### DATA EXTRACTS

PR #349, opened 2023-06-25
Migrate termion lib from v1 to v2. Mouse feature turn on by default

asim215:
Small changes to migrate from termion v1 to v2. 
Small refactor of backend.rs for simplification and clarity.
Mouse feature turn on by default.


kamiyaa:
Looks good! Thanks!

PR #350, opened 2023-06-26
Fix incorrect sort method field in example config 

rqdmap:
When I follow the default config files in `/config/joshuto.toml`, I find the field [method](https://github.com/kamiyaa/joshuto/blob/6cb151ea4b58d006cfc52f54d52be05110bd5b90/config/joshuto.toml#L27C19-L27C19) which decides how to sort items doesn't work. It's because the default name of it in source code is [sort_method](https://github.com/kamiyaa/joshuto/blob/6cb151ea4b58d006cfc52f54d52be05110bd5b90/src/config/general/sort_raw.rs#L20C8-L20C8).

### DIFF
--- a/config/joshuto.toml
+++ b/config/joshuto.toml
@@ -23,8 +23,8 @@ tilde_in_titlebar = true
 line_number_style = "none"
 
 [display.sort]
-# lexical, mtime, natural
-method = "natural"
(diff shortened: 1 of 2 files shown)


kamiyaa (approved):
LGTM! Thanks!

PR #351, opened 2023-06-28
display the full path after the CD command with the TAB key

macdylan:
Display the full path like:
`:cd ~/Pictures/Photo\ Booth\ Library`

### DIFF
--- a/src/ui/views/tui_textfield.rs
+++ b/src/ui/views/tui_textfield.rs
@@ -313,16 +313,18 @@ fn autocomplete(
     if let Some(ref mut ct) = completion_tracker {
         ct.index = if reversed {
             ct.index.checked_sub(1).unwrap_or(ct.candidates.len() - 1)
-        } else if ct.index + 1 < ct.candidates.len() {
-            ct.index + 1
         } else {
-            ct.index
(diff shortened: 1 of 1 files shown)


src/ui/views/tui_textfield.rs
```diff
@@ -313,24 +313,26 @@ fn autocomplete(
     if let Some(ref mut ct) = completion_tracker {
         ct.index = if reversed {
             ct.index.checked_sub(1).unwrap_or(ct.candidates.len() - 1)
-        } else if ct.index + 1 < ct.candidates.len() {
-            ct.index + 1
         } else {
-            ct.index
+            (ct.index + 1) % ct.candidates.len()
```
kamiyaa, line 317: I prefer the autocomplete suggestions does not loop itself.
If a user would like to go back on a suggestion, one can use reverse order or restart the autocomplete by typing something.

kamiyaa (commented):
Overall, looks good. Make sure to format the code after as well :+1:

scutuatua-crypto (approved):

scutuatua-crypto (approved):

PR #363, opened 2023-07-10
Fix docs for combined text and image preview

DLFW:
Fixed a “bug” in the recipe for combining text and image previews. Images at a location whose path contains a space were not shown with the calculated y-offset.


kamiyaa (approved):
LGTM!

PR #370, opened 2023-07-17
feat: Add support for command aliases

Akmadan23:
I think it can be handy to have the ability to set custom command aliases (such as `:q` aliased to `:quit`), so I added a really simple implementation with a `HashMap`, which works fine for this task. For configuration I chose to put it in the main `joshuto.toml` because it's optional and if specified, the list isn't likely to be really long.
Let me know if it's a welcome feature or if there's something you would do differently.

### DIFF
--- a/docs/configuration/joshuto.toml.md
+++ b/docs/configuration/joshuto.toml.md
@@ -74,4 +74,9 @@ directories_first = true
 
 # sort in reverse
 reverse = false
+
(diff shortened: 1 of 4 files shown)


kamiyaa:
Looks good, just minor styling.
After its fixed I can merge it 👍

Akmadan23:
I wasn't aware that cargo-fmt cares about imports order, from now on I'll always double check

PR #382, opened 2023-07-29
Update README.md

pato-pan:
docs/image_previews.md doesn't exist and leads to a 404 page. Perhaps a link to the folder or the readme of the folder would be more appropriate?


kamiyaa:
Thanks!

Issue #379, opened 2023-07-27
[FR] Use system timezone for modified time instead of UTC


xfzv:
```console
❯  joshuto -v
joshuto-0.9.5
```

Unless I'm mistaken, the files modified time is based on UTC. If the system timezone is not UTC, then the data isn't relevant.

It would be nice if joshuto could use the system timezone instead, like [lf](https://github.com/gokcehan/lf) or [xplr](https://github.com/sayanarijit/xplr) for instance.

kamiyaa:
Closing because PR is merged

PR #383, opened 2023-07-30
feat: Time will display with local timezone

Lzzzzzt:
the files modified time will display with local timezone.

fix the issue #379 

## Screenshot
image


DLFW:
Nice! That was also bugging me since ever! 
Gave it a quick test and works fine, also in the “mtime linemodes”. 

Would have make sense to use `main` branch as target though.

Lzzzzzt:
> Nice! That was also bugging me since ever! Gave it a quick test and works fine, also in the “mtime linemodes”.
> 
> Would have make sense to use `main` branch as target though.

Should I close this pr a.nd create an another pr with main branch? I haven't noticed that the dev branch hasn't update for long time

DLFW:
Hi! I'm  not the maintainer, btw. So, such decisions are not on me. 🙃

However, I think it's not necessary to recreate the PR. I don't have a PR open and can't check it myself, but [it looks like it's easily possible](https://stackoverflow.com/questions/24159036/how-to-modify-a-pull-request-on-github-to-change-target-branch-to-merge-into#24159161) for the requester. (Maybe the maintainer can also change it upon merge...)

PR #384, opened 2023-07-30
feat: mtime will display with local timezone

Lzzzzzt:
the files modified time will display with local timezone.

fix the issue #379 

change dev to main(#383 )


kamiyaa:
Yeah, this looks good. I didn't really bother with timezones at the time.
But a very welcomed change!

PR #389, opened 2023-08-02
fix #388

### LINKED ISSUE #388: Bug on `:cd ../*`
I noticed that when running a `cd` to a relative path that starts with `../` the directory change works fine but there is something that will be messed up. Below are a few examples.

## Example 1
Initial state:
immagine
### After running `:cd ../..`
Expected behavior:
immagine
Actual behavior:
immagine

## Example 2
Initial state:
immagine
### After running `:cd ../dir3_alt`
Expected behavior:
immagine
Actual behavior:
immagine
___

I already found a fix for this, I'll make a PR right after this issue.

Akmadan23:
This fixes the bug related to `:cd ../*` described in #388.

### DIFF
--- a/src/commands/change_directory.rs
+++ b/src/commands/change_directory.rs
@@ -12,10 +12,15 @@ pub fn cd(path: &path::Path, context: &mut AppContext) -> std::io::Result<()> {
     Ok(())
 }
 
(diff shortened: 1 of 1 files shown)


kamiyaa (approved):
LGTM 👍

PR #3356, opened 2024-10-06
docs: hide modeline

janvhs:
This commit puts the modeline setting into a comment, so it appears hidden in the GitHub Makrdown preview

Super simple and straight forward, but I just noticed when copying the settings for ZLS

### DIFF
--- a/doc/configs.md
+++ b/doc/configs.md
@@ -14278,4 +14278,6 @@ require'lspconfig'.zls.setup{}
 
 
 
-vim:ft=markdown
+<!--
+  vim:ft=markdown
+-->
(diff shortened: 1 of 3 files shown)


justinmk:
the template is here: https://github.com/neovim/nvim-lspconfig/blob/master/scripts/README_template.md , try editing that?

doc/configs.md
```diff
@@ -14278,4 +14278,6 @@ require'lspconfig'.zls.setup{}
 
 
 
-vim:ft=markdown
+<!--
+  vim:ft=markdown
```
justinmk, line 14282: should not have leading whitespace

PR #3358, opened 2024-10-06
fix(harper_ls): filetype "csharp" -> "cs"

sharpchen:


justinmk:
need sanity check from @elijah-potter

elijah-potter:
Looks good to me. Thanks for catching that.

PR #3361, opened 2024-10-08
feat: add basics_ls.lua

antonk52:
Basics language server provides completion for buffer words, paths, and snippets. The goal is to allow current neovim users to test the built-in lsp completion without 3rd party plugins until neovim gains support for adding custom completion sources.


glepnir:
looks interesting. i may need give it a try thanks

PR #3363, opened 2024-10-09
fix(typo): correct typo in npm installation example

vimalsonara:
Corrected the typo in the npm installation example

- Changed the incorrect `npm install [-g]` command to `npm install -g` for the packages:

1. @biomejs/biome
2. @ast-grep/cli
3. rome


justinmk:
The brackets indicate that -g is "optional". This is a common pseudo-syntax, but maybe it's confusing to use it here.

### YOUR GOAL
Lines holding the word "turn" should be counted across the entries; state only how many there are.

### ANSWER TO THIS EXERCISE
2